Comment 8 Ingo Klöcker 2005-05-16 16:30:43 UTC
I'm reviewing this wish again and have a few questions:

Those files should obviously be treated not as text but as binary. So if the sending MUA declares the attachment to be of type text/plain then the receiving MUA can't know that this is wrong. The only reasonable solution to counter this bug in the sending MUA is to offer a "Save as binary" option in the receiving MUA. You said you'd file another wish for this, so I consider the "receiving MUA" part of this wish to be covered by this other wish.

So what remains is the "sending MUA" part. If I understood correctly then KMail doesn't handle this correctly, i.e. it thinks the files are of type text/plain although they are not. Now it's very difficult to fix this problem since files which only use one type of line ending (i.e. either crlf or lf) should be treated as text files (because they usually are text files).

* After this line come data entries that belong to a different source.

PR #278, opened 2022-06-13
Test behaviour on pre existing commits

gregorriegler:
Found and addressed a bug where when one of the mobbers has had an unpushed commit thus other mobbers were behind on the base branch. They ran into a problem when they would do `mob done --squash-wip`

### DIFF
--- a/CHANGELOG.md
+++ b/CHANGELOG.md
@@ -1,3 +1,6 @@
+# 3.1.5
+- Fix: `mob done --squash-wip` now successfully auto-merges auto-mergeable diverging changes.
+
 # 3.1.4
 - Fixes a bug where mob saves the wrong filepath of the last modfied file in the wip commit message.
 
--- a/mob.go
+++ b/mob.go
@@ -1425,7 +1425,7 @@ func done(configuration Configuration) {
 
 		git("checkout", baseBranch.Name)
 		git("merge", baseBranch.remote(configuration).Name, "--ff-only")
-		mergeFailed := gitignorefailure("merge", squashOrNoCommit(configuration), "--ff", wipBranch.Name)
+		mergeFailed := gitignorefailure("merge", squashOrCommit(configuration), "--ff", wipBranch.Name)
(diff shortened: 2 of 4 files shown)


simonharrer:
Which of the new tests would fail with the old behavior?

simonharrer:
Fine for me. Can you add a changelog, please?

gregorriegler:
The more I think about it the more I dislike it.
The wip branch shouldn't diverge from the main branch ever. ( I cannot outrule a conflict )
When it diverges, mobbers should be warned and guided to resolve it instead.

gregorriegler:
@simonharrer what should happen in your opinion if the base branch diverges from the mob branch?

simonharrer:
With squash, it’s not that large of an issue as you normally don’t have conflicts - at least in my experience. And if you do, you have to fix them manually with the staged changes until you make the final commit.

With squash-wip it should behave the same.

With no-squash, it’s more of a problem as it creates a merge commit. But also ok.

simonharrer:
We could add an info to the user that the mob branch diverged from when it was created.

gregorriegler:
I prefer that. If users get the info that it diverges, they at least have the choice to fix it on the wip-branch rather than on the main-branch

gregorriegler:
Tried to rebase my branch onto latest main with IntelliJ which failed and I didn't notice it. 
It had put my commits before all other commits on my branch (really strange). 
So I just undid this and force pushed my branch to do it properly using the CLI.

Added the changelog.

I did some testing. 
The behavior on a non-auto-mergeagle diverging change is just the same as with a simple `mob done`.
This is a behavior that is already well handled. A bit late maybe (on `done`), but its handled.

So I would keep it this way. 
If we want to improve on the behavior on a non-auto-mergeagle conflict later (e.g. detect it earlier) we should do this on a separate branch IMO.

gregorriegler:
@simonharrer resolved the conflict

Only files with mixed "line endings" could be treated as binary (i.e. application/octet-stream) by default. For files which look like text files although they are not you'll always have to change the content-type manually which is possible with KMail.

So summing up what remains to do is treating to-be-attached files with mixed line endings as application/octet-stream.
Comment 9 Myriam Schweingruber 2012-08-18 08:49:23 UTC
Thank you for your feature request. Kmail1 is currently unmaintained so we are closing all wishes. Please feel free to reopen a feature request for Kmail2 if it has not already been implemented.
Thank you for your understanding.
Comment 10 Luigi Toscano 2012-08-19 00:51:45 UTC
Instead of creating a new feature request, please confirm here if the wishlist is still valid for kmail2.